Thursday, April 9, 2009

Doug Kass to Support Buffett's Berkshire

Doug Kass criticize that the downgrade of Berkshire by Moody's is irony. His reasons are as follows:

As to the effect on Berkshire Hathaway's balance sheet and income statement, it is negligible. Gross debt expenses will only rise slightly -- thanks to the company's still large cash hoard and given the fact that Berkshire is overcapitalized (both absolutely and vis-?vis other insurance companies). Importantly, Berkshire has structured its derivative contracts ingenuously in the fact that it did not have to provide additional collateral when the major world stock market indices dropped precipitously; it simply recorded non-cash charges.

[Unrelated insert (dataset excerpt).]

PR #2238, opened 2025-03-26
Convert remaining Vue components to `<script setup>` syntax

mvandenburgh:
All of our Vue components have been converted to TS/Composition API, but not all of them use `script setup`. 
This PR updates all those outstanding components, and also cleans up some unused variables that got detected by the better static analysis tooling that comes along with using `script setup`.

The irony is that the Moody's downgrade has coincided with:
1. a substantial improvement in the value of Berkshire's investment portfolio; and
2. a reversal in some of the losses from Buffett's foray into shorting puts on the major world indices.


As it relates to Berkshire's common shares, I have been conspicuously negative toward the composition of Buffett's investment portfolio and what I described as his "style drift" regarding the foray into derivatives. My concerns peaked regarding the plight of Berkshire Hathaway's shares with a column I wrote as the U.S. stock market was bottoming in early March, "Buy American? I'm Damned!"

So, do you agree with Doug Kass? Considering the economy and the performance of Berkshire, I think Doug Kass' opinion is right.